[Stored data]
○ ○ ○

PR #27, opened 2020-08-04
use devfile/kubernetes-api structs

ranakan19:
### What does this PR do?
- replaces in-place defined structs with the common structs defined in devfile/kubernetes-api
- removes devfile 1.0.0 support

in references to  devfile/parser#26, WIP

yes, fixed existing tests.
1. ``` make ``` - builds main.go
2. ``` make test``` to check tests
3. ``` ./main``` should be able to read from components - dockerfile, containers and commands

### Dependencies
- Dockerfile component needs to be added on kubernetes-api, and consequently removed from devfile/parser


main.go
```diff
@@ -15,7 +14,15 @@ func main() {
 		for _, component := range devfile.Data.GetAliasedComponents() {
```
adisky, line 14: `GetAliasedComponents()`, this method could be removed, It was required for devfile V1, for V2 name is a required field

pkg/devfile/parser/data/2.0.0/components.go
```diff
@@ -27,12 +28,12 @@ func (d *Devfile200) GetCommands() []common.DevfileCommand {
 }
 
 // GetParent returns the  DevfileParent object parsed from devfile
-func (d *Devfile200) GetParent() common.DevfileParent {
+func (d *Devfile200) GetParent() apiComp.Parent {
```
adisky, line 31: why apiComp?  how about `v1.Parent`?

pkg/devfile/parser/data/2.0.0/types.go
```diff
@@ -23,388 +15,17 @@ type Devfile200 struct {
 	Components []common.DevfileComponent `json:"components,omitempty"`
 
 	// Bindings of commands to events. Each command is referred-to by its name.
-	Events common.DevfileEvents `json:"events,omitempty"`
+	Events apiComp.WorkspaceEvents `json:"events,omitempty"`
 
 	// Optional metadata
 	Metadata common.DevfileMetadata `json:"metadata,omitempty"`
```
adisky, line 21: why some fields are still referring to `common`?

main.go
ranakan19: Thank you, removing the function

pkg/devfile/parser/data/2.0.0/components.go
ranakan19: yes, v1 seems better, will switch to v1.

ranakan19: resolved in 679c280

pkg/devfile/parser/data/2.0.0/types.go
ranakan19: Dockerfile component is to be part of devfile 2.1.0 schemaVersion, and since devfile/api doesn't have dockerfile component added yet, it is defined within the library. Thus the components are still wrapped as DevfileComponent defined in common to support both 2.0.0 and 2.1.0 from the library, untill dockerfile component is added on the devfile/api and supports other 2.1.0 components.

pkg/devfile/parser/data/2.0.0/components.go
```diff
@@ -3,6 +3,7 @@ package version200
 import (
 	"strings"
 
+	v1 "github.com/devfile/kubernetes-api/pkg/apis/workspaces/v1alpha1"
```
wtam2018, line 6: It is really "v1alpha1" not "v1".

pkg/devfile/parser/data/versions.go
```diff
@@ -29,7 +29,7 @@ var apiVersionToDevfileStruct map[supportedApiVersion]reflect.Type
 // Initializes a map of supported devfile api versions and devfile structs
 func init() {
 	apiVersionToDevfileStruct = make(map[supportedApiVersion]reflect.Type)
-	apiVersionToDevfileStruct[apiVersion100] = reflect.TypeOf(v100.Devfile100{})
+	// apiVersionToDevfileStruct[apiVersion100] = reflect.TypeOf(v100.Devfile100{})
```
wtam2018, line 32: Remove it instead of comment it out.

○ ○ ○

▸ **Task item**
Across all the records, find the lines containing the word "this" and reproduce each one.

▸ **Response box**
### What does this PR do?
adisky, line 14: `GetAliasedComponents()`, this method could be removed, It was required for devfile V1, for V2 name is a required field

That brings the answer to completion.